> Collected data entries
*** Block opens ***
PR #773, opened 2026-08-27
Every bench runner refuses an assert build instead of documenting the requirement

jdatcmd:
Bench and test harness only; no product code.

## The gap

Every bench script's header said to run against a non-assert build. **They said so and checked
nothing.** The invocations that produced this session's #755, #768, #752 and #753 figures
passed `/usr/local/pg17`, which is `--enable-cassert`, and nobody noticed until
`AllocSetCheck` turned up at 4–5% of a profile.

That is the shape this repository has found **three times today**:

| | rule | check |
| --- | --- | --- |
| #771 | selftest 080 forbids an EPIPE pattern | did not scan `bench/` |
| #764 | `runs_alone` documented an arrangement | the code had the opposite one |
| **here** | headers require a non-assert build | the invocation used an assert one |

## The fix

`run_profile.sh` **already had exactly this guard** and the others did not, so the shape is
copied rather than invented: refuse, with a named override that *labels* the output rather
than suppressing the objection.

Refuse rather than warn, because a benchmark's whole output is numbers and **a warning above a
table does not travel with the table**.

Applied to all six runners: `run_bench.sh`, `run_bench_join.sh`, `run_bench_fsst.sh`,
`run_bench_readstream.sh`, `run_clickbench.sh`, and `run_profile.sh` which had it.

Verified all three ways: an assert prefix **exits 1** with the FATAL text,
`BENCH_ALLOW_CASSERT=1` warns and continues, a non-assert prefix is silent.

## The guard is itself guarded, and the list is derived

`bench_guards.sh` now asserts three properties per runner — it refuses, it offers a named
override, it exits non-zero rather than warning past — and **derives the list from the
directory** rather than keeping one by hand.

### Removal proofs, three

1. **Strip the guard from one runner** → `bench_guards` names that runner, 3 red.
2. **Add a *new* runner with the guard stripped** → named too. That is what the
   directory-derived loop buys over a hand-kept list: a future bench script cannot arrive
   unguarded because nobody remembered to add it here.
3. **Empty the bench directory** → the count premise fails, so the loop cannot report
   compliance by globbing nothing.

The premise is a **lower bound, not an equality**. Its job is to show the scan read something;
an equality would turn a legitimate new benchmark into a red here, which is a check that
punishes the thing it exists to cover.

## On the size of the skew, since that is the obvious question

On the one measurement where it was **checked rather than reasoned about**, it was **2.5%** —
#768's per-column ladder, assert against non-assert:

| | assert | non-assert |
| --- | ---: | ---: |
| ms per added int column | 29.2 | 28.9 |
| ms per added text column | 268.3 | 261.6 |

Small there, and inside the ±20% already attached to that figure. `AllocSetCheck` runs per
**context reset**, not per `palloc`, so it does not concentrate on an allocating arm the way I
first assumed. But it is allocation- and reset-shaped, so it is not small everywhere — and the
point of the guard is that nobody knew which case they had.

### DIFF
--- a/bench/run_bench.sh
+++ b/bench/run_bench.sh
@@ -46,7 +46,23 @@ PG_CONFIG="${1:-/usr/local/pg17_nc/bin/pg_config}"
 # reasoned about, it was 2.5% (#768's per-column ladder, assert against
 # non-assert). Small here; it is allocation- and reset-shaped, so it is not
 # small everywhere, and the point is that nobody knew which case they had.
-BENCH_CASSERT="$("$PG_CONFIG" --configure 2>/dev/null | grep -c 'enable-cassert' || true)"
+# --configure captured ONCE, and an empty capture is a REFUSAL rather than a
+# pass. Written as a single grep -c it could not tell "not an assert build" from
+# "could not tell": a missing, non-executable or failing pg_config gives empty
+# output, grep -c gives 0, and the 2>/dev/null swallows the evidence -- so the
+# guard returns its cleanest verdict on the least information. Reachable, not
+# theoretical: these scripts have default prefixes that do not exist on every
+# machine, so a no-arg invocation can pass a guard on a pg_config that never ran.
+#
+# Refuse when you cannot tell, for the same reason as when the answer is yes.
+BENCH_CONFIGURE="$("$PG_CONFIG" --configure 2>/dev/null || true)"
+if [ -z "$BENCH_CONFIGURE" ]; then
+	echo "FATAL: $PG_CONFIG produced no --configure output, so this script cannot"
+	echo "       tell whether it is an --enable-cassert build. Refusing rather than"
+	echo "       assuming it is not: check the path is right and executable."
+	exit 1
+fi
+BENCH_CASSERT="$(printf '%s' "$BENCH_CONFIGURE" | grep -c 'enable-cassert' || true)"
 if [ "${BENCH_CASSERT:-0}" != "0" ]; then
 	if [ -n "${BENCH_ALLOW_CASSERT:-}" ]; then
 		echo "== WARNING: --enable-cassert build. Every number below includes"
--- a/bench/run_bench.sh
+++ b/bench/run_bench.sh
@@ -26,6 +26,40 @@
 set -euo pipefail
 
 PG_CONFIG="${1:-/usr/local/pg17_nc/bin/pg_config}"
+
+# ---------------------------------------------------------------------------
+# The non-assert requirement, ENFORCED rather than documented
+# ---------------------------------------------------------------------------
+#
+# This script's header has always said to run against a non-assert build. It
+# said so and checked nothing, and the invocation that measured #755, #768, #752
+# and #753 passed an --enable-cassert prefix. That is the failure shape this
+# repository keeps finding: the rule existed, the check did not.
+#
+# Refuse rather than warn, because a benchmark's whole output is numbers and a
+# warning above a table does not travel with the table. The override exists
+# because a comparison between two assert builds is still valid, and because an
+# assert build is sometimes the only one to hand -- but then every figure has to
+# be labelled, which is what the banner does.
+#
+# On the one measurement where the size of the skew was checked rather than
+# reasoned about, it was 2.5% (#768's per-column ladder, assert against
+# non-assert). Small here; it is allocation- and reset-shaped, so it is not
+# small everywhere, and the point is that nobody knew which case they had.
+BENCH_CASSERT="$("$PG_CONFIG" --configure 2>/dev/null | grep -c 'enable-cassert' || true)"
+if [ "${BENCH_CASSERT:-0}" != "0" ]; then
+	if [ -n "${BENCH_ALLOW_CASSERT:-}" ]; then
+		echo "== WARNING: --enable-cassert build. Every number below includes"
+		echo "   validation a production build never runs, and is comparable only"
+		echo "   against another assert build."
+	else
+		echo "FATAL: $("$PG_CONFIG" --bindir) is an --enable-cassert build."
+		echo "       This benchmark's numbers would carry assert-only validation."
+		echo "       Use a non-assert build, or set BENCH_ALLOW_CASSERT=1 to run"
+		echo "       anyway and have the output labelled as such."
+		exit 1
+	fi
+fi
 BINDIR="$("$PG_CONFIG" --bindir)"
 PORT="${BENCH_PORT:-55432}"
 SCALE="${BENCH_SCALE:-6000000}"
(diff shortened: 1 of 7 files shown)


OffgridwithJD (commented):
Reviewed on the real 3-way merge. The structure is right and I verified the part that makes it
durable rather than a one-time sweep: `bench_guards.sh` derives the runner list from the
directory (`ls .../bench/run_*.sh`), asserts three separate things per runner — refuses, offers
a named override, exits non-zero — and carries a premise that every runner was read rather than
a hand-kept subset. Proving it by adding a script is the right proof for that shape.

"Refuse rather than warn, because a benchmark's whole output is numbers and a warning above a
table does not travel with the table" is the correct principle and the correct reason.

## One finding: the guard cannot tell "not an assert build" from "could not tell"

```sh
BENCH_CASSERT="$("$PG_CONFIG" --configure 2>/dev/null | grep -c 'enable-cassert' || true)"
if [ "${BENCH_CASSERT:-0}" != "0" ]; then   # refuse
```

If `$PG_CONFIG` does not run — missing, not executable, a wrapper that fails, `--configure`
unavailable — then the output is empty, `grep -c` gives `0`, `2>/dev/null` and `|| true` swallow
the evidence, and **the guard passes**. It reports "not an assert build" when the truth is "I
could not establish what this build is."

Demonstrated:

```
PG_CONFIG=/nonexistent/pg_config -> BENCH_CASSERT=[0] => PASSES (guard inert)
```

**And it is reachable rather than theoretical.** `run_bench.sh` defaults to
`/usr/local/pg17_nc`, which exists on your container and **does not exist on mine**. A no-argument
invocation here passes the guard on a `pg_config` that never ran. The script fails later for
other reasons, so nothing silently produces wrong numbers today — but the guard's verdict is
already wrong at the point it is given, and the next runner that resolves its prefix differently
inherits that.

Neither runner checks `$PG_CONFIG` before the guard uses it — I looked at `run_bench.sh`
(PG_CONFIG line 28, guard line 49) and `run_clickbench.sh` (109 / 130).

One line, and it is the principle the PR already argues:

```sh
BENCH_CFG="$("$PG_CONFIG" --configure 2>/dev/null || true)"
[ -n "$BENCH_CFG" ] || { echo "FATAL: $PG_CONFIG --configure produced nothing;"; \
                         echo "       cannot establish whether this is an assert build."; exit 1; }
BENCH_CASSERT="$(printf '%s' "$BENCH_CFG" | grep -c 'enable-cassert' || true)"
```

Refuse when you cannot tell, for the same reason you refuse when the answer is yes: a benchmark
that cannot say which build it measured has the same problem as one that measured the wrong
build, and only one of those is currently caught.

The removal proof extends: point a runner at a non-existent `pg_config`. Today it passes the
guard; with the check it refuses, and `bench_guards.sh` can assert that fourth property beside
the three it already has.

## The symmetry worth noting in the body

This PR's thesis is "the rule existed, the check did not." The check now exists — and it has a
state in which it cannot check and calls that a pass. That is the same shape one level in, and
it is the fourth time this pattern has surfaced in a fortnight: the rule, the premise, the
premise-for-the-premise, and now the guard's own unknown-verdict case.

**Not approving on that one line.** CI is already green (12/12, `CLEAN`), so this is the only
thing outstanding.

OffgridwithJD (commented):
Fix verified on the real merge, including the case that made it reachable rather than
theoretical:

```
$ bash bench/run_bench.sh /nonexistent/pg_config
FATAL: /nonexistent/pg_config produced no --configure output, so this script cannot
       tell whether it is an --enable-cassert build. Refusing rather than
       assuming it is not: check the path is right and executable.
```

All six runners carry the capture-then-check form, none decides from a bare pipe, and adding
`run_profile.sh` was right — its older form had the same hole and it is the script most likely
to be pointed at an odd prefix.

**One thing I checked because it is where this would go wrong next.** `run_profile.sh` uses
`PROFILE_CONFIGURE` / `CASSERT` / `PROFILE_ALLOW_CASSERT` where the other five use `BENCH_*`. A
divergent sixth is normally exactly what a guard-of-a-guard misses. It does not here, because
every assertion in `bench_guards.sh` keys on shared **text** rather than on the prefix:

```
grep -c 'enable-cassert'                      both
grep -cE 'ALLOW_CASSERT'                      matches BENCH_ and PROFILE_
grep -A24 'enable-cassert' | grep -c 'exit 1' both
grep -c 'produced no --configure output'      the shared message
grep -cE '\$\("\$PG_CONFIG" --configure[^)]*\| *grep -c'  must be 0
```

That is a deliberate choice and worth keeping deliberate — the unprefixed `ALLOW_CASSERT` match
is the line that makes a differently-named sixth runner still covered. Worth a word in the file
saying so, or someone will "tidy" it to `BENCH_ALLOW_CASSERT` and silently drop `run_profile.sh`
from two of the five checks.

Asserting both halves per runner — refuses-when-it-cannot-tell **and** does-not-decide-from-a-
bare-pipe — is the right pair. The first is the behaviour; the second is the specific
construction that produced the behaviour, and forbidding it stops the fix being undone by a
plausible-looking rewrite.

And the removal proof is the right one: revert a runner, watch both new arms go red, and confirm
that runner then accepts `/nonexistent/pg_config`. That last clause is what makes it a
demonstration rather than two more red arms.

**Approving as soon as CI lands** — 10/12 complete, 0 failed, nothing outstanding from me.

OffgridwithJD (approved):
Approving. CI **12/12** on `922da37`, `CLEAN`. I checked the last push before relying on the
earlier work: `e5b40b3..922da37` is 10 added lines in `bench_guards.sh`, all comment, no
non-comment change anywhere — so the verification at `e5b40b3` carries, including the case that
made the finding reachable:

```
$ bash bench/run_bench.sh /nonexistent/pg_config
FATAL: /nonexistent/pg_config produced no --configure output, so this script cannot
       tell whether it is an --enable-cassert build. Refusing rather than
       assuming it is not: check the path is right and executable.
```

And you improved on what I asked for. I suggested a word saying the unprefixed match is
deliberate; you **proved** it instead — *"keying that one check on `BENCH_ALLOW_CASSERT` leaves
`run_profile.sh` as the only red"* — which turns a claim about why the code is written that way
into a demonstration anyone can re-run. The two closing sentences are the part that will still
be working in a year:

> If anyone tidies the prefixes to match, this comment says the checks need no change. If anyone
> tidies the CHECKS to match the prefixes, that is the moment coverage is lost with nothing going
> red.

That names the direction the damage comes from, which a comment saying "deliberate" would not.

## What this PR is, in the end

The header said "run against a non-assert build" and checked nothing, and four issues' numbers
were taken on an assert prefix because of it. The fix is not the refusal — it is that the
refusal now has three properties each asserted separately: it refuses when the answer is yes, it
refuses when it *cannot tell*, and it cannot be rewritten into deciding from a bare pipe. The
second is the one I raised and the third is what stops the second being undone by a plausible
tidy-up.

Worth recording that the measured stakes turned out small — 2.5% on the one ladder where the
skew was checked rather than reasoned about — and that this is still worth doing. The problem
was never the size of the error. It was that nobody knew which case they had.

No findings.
*** Block closes ***
*** Block opens ***
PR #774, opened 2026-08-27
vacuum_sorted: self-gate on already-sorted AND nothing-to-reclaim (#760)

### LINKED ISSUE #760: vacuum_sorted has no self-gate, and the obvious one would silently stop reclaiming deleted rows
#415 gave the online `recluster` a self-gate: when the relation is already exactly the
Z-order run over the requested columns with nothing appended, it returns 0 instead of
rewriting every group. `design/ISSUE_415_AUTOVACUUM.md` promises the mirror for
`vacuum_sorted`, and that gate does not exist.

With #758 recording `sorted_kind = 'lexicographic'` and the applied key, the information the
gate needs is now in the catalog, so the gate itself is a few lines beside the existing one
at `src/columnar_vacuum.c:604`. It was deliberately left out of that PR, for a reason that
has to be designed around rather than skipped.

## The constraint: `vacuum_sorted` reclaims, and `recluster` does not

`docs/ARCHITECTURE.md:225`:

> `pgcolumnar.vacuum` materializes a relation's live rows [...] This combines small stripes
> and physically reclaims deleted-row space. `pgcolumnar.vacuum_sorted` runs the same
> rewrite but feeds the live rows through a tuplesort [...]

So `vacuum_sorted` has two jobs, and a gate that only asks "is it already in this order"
*** Block closes ***
> Goal of the exercise
Return, word for word, the lines of the data above from the line with "PR #773, opened 2026-08-27" through the line with "the shape is", inclusive.

> Reply to the exercise
PR #773, opened 2026-08-27
Every bench runner refuses an assert build instead of documenting the requirement

jdatcmd:
Bench and test harness only; no product code.

## The gap

Every bench script's header said to run against a non-assert build. **They said so and checked
nothing.** The invocations that produced this session's #755, #768, #752 and #753 figures
passed `/usr/local/pg17`, which is `--enable-cassert`, and nobody noticed until
`AllocSetCheck` turned up at 4–5% of a profile.

That is the shape this repository has found **three times today**:

| | rule | check |
| --- | --- | --- |
| #771 | selftest 080 forbids an EPIPE pattern | did not scan `bench/` |
| #764 | `runs_alone` documented an arrangement | the code had the opposite one |
| **here** | headers require a non-assert build | the invocation used an assert one |

## The fix

`run_profile.sh` **already had exactly this guard** and the others did not, so the shape is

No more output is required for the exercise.